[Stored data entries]
· · · ·
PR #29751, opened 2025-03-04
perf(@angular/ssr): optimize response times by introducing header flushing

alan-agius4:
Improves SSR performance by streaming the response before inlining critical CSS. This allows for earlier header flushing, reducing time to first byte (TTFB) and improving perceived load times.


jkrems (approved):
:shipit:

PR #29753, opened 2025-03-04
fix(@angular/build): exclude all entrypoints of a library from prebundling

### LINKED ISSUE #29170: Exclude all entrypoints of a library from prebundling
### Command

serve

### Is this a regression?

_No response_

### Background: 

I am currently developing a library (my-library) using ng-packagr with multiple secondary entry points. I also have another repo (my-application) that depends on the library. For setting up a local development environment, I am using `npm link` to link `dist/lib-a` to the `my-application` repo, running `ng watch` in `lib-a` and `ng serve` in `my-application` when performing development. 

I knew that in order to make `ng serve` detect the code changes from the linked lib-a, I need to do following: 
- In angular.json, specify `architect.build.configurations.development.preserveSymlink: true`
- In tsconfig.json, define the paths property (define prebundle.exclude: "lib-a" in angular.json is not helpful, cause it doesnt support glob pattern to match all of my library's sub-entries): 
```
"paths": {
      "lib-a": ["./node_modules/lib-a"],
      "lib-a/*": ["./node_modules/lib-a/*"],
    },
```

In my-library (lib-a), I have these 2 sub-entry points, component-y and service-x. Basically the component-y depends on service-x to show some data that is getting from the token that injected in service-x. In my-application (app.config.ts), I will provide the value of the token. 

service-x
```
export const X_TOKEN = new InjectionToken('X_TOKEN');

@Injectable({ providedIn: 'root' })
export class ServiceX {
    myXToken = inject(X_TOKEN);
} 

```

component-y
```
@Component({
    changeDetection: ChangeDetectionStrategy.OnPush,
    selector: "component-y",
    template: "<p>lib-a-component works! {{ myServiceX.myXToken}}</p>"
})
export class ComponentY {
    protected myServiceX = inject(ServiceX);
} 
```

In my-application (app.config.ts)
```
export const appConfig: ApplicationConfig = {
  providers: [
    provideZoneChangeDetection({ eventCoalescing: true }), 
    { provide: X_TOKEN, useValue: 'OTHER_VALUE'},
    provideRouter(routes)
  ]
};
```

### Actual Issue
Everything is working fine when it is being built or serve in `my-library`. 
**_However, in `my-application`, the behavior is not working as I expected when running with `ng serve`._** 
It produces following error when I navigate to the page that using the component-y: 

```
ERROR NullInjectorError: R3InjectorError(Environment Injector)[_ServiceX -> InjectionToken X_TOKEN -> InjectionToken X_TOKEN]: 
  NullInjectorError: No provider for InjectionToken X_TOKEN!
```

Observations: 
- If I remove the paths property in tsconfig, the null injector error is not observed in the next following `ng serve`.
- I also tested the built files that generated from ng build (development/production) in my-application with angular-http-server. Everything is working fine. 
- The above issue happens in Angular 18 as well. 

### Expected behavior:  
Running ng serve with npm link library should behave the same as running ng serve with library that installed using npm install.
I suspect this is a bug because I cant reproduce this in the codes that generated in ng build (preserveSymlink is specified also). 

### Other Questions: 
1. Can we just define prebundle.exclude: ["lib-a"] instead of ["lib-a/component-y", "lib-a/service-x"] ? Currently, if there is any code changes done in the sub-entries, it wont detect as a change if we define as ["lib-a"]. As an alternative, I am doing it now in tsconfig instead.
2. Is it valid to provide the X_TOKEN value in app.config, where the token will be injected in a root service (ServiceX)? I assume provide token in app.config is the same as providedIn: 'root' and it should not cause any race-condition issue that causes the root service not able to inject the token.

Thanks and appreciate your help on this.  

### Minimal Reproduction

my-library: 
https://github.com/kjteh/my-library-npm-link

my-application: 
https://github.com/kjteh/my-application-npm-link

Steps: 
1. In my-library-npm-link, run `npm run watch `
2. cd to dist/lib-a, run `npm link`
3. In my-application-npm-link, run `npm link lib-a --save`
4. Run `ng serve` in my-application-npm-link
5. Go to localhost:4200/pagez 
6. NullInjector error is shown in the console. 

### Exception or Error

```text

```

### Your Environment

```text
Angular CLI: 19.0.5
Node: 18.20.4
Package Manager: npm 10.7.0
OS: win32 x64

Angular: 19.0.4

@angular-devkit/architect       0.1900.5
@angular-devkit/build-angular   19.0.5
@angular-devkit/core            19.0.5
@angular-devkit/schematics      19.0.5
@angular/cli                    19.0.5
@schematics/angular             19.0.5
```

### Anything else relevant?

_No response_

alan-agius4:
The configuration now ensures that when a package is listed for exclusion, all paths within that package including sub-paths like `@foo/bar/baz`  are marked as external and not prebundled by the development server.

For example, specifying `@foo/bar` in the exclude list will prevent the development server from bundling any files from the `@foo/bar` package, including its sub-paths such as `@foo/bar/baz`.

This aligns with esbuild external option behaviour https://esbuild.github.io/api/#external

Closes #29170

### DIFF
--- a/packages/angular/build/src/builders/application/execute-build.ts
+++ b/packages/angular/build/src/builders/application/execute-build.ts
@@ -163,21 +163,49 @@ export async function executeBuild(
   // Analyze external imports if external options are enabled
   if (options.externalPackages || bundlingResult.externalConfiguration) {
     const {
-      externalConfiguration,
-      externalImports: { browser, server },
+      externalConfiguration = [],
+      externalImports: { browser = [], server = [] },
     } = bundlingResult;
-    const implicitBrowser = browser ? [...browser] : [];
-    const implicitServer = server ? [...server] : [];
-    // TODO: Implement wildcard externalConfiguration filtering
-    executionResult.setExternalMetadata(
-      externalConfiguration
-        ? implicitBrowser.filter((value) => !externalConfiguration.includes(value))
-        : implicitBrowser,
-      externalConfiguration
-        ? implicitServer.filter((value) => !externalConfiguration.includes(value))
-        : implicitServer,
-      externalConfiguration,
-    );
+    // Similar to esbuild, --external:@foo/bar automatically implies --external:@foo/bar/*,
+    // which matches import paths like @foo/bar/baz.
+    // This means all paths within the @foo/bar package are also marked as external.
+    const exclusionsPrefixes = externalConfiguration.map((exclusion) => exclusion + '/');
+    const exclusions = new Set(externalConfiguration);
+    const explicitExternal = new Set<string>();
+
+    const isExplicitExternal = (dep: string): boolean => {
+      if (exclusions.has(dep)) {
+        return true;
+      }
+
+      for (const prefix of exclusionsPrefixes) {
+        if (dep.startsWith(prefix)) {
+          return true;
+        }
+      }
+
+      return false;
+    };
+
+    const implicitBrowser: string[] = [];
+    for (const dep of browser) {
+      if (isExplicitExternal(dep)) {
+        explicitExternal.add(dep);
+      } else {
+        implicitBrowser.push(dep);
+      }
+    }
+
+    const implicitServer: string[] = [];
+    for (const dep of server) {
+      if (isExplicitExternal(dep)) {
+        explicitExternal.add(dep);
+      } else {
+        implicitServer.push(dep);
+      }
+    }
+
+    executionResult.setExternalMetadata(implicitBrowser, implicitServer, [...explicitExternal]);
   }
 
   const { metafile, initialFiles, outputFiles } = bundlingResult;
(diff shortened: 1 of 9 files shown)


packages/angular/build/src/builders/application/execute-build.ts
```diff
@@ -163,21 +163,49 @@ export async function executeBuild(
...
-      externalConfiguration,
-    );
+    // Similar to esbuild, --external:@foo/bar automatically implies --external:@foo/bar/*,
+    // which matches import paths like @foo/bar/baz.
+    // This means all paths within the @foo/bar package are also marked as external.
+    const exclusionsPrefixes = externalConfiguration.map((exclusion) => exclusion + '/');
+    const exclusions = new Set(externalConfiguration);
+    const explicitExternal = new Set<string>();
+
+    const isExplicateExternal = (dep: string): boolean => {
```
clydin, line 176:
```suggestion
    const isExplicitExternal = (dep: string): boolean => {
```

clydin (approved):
· · · ·
§ **ACTION ITEM**
Please retype all of the data above exactly as written.

§ **RESULT FOR THIS TASK**
PR #29751, opened 2025-03-04
perf(@angular/ssr): optimize response times by introducing header flushing

alan-agius4:
Improves SSR performance by streaming the response before inlining critical CSS. This allows for earlier header flushing, reducing time to first byte (TTFB) and improving perceived load times.


jkrems (approved):
:shipit:

PR #29753, opened 2025-03-04
fix(@angular/build): exclude all entrypoints of a library from prebundling

### LINKED ISSUE #29170: Exclude all entrypoints of a library from prebundling
### Command

serve

### Is this a regression?

_No response_

### Background: 

I am currently developing a library (my-library) using ng-packagr with multiple secondary entry points. I also have another repo (my-application) that depends on the library. For setting up a local development environment, I am using `npm link` to link `dist/lib-a` to the `my-application` repo, running `ng watch` in `lib-a` and `ng serve` in `my-application` when performing development. 

I knew that in order to make `ng serve` detect the code changes from the linked lib-a, I need to do following: 
- In angular.json, specify `architect.build.configurations.development.preserveSymlink: true`
- In tsconfig.json, define the paths property (define prebundle.exclude: "lib-a" in angular.json is not helpful, cause it doesnt support glob pattern to match all of my library's sub-entries): 
```
"paths": {
      "lib-a": ["./node_modules/lib-a"],
      "lib-a/*": ["./node_modules/lib-a/*"],
    },
```

In my-library (lib-a), I have these 2 sub-entry points, component-y and service-x. Basically the component-y depends on service-x to show some data that is getting from the token that injected in service-x. In my-application (app.config.ts), I will provide the value of the token. 

service-x
```
export const X_TOKEN = new InjectionToken('X_TOKEN');

@Injectable({ providedIn: 'root' })
export class ServiceX {
    myXToken = inject(X_TOKEN);
} 

```

component-y
```
@Component({
    changeDetection: ChangeDetectionStrategy.OnPush,
    selector: "component-y",
    template: "<p>lib-a-component works! {{ myServiceX.myXToken}}</p>"
})
export class ComponentY {
    protected myServiceX = inject(ServiceX);
} 
```

In my-application (app.config.ts)
```
export const appConfig: ApplicationConfig = {
  providers: [
    provideZoneChangeDetection({ eventCoalescing: true }), 
    { provide: X_TOKEN, useValue: 'OTHER_VALUE'},
    provideRouter(routes)
  ]
};
```

### Actual Issue
Everything is working fine when it is being built or serve in `my-library`. 
**_However, in `my-application`, the behavior is not working as I expected when running with `ng serve`._** 
It produces following error when I navigate to the page that using the component-y: 

```
ERROR NullInjectorError: R3InjectorError(Environment Injector)[_ServiceX -> InjectionToken X_TOKEN -> InjectionToken X_TOKEN]: 
  NullInjectorError: No provider for InjectionToken X_TOKEN!
```

Observations: 
- If I remove the paths property in tsconfig, the null injector error is not observed in the next following `ng serve`.
- I also tested the built files that generated from ng build (development/production) in my-application with angular-http-server. Everything is working fine. 
- The above issue happens in Angular 18 as well. 

### Expected behavior:  
Running ng serve with npm link library should behave the same as running ng serve with library that installed using npm install.
I suspect this is a bug because I cant reproduce this in the codes that generated in ng build (preserveSymlink is specified also). 

### Other Questions: 
1. Can we just define prebundle.exclude: ["lib-a"] instead of ["lib-a/component-y", "lib-a/service-x"] ? Currently, if there is any code changes done in the sub-entries, it wont detect as a change if we define as ["lib-a"]. As an alternative, I am doing it now in tsconfig instead.
2. Is it valid to provide the X_TOKEN value in app.config, where the token will be injected in a root service (ServiceX)? I assume provide token in app.config is the same as providedIn: 'root' and it should not cause any race-condition issue that causes the root service not able to inject the token.

Thanks and appreciate your help on this.  

### Minimal Reproduction

my-library: 
https://github.com/kjteh/my-library-npm-link

my-application: 
https://github.com/kjteh/my-application-npm-link

Steps: 
1. In my-library-npm-link, run `npm run watch `
2. cd to dist/lib-a, run `npm link`
3. In my-application-npm-link, run `npm link lib-a --save`
4. Run `ng serve` in my-application-npm-link
5. Go to localhost:4200/pagez 
6. NullInjector error is shown in the console. 

### Exception or Error

```text

```

### Your Environment

```text
Angular CLI: 19.0.5
Node: 18.20.4
Package Manager: npm 10.7.0
OS: win32 x64

Angular: 19.0.4

@angular-devkit/architect       0.1900.5
@angular-devkit/build-angular   19.0.5
@angular-devkit/core            19.0.5
@angular-devkit/schematics      19.0.5
@angular/cli                    19.0.5
@schematics/angular             19.0.5
```

### Anything else relevant?

_No response_

alan-agius4:
The configuration now ensures that when a package is listed for exclusion, all paths within that package including sub-paths like `@foo/bar/baz`  are marked as external and not prebundled by the development server.

For example, specifying `@foo/bar` in the exclude list will prevent the development server from bundling any files from the `@foo/bar` package, including its sub-paths such as `@foo/bar/baz`.

This aligns with esbuild external option behaviour https://esbuild.github.io/api/#external

Closes #29170

### DIFF
--- a/packages/angular/build/src/builders/application/execute-build.ts
+++ b/packages/angular/build/src/builders/application/execute-build.ts
@@ -163,21 +163,49 @@ export async function executeBuild(
   // Analyze external imports if external options are enabled
   if (options.externalPackages || bundlingResult.externalConfiguration) {
     const {
-      externalConfiguration,
-      externalImports: { browser, server },
+      externalConfiguration = [],
+      externalImports: { browser = [], server = [] },
     } = bundlingResult;
-    const implicitBrowser = browser ? [...browser] : [];
-    const implicitServer = server ? [...server] : [];
-    // TODO: Implement wildcard externalConfiguration filtering
-    executionResult.setExternalMetadata(
-      externalConfiguration
-        ? implicitBrowser.filter((value) => !externalConfiguration.includes(value))
-        : implicitBrowser,
-      externalConfiguration
-        ? implicitServer.filter((value) => !externalConfiguration.includes(value))
-        : implicitServer,
-      externalConfiguration,
-    );
+    // Similar to esbuild, --external:@foo/bar automatically implies --external:@foo/bar/*,
+    // which matches import paths like @foo/bar/baz.
+    // This means all paths within the @foo/bar package are also marked as external.
+    const exclusionsPrefixes = externalConfiguration.map((exclusion) => exclusion + '/');
+    const exclusions = new Set(externalConfiguration);
+    const explicitExternal = new Set<string>();
+
+    const isExplicitExternal = (dep: string): boolean => {
+      if (exclusions.has(dep)) {
+        return true;
+      }
+
+      for (const prefix of exclusionsPrefixes) {
+        if (dep.startsWith(prefix)) {
+          return true;
+        }
+      }
+
+      return false;
+    };
+
+    const implicitBrowser: string[] = [];
+    for (const dep of browser) {
+      if (isExplicitExternal(dep)) {
+        explicitExternal.add(dep);
+      } else {
+        implicitBrowser.push(dep);
+      }
+    }
+
+    const implicitServer: string[] = [];
+    for (const dep of server) {
+      if (isExplicitExternal(dep)) {
+        explicitExternal.add(dep);
+      } else {
+        implicitServer.push(dep);
+      }
+    }
+
+    executionResult.setExternalMetadata(implicitBrowser, implicitServer, [...explicitExternal]);
   }
 
   const { metafile, initialFiles, outputFiles } = bundlingResult;
(diff shortened: 1 of 9 files shown)


packages/angular/build/src/builders/application/execute-build.ts
```diff
@@ -163,21 +163,49 @@ export async function executeBuild(
...
-      externalConfiguration,
-    );
+    // Similar to esbuild, --external:@foo/bar automatically implies --external:@foo/bar/*,
+    // which matches import paths like @foo/bar/baz.
+    // This means all paths within the @foo/bar package are also marked as external.
+    const exclusionsPrefixes = externalConfiguration.map((exclusion) => exclusion + '/');
+    const exclusions = new Set(externalConfiguration);
+    const explicitExternal = new Set<string>();
+
+    const isExplicateExternal = (dep: string): boolean => {
```
clydin, line 176:
```suggestion
    const isExplicitExternal = (dep: string): boolean => {
```

clydin (approved):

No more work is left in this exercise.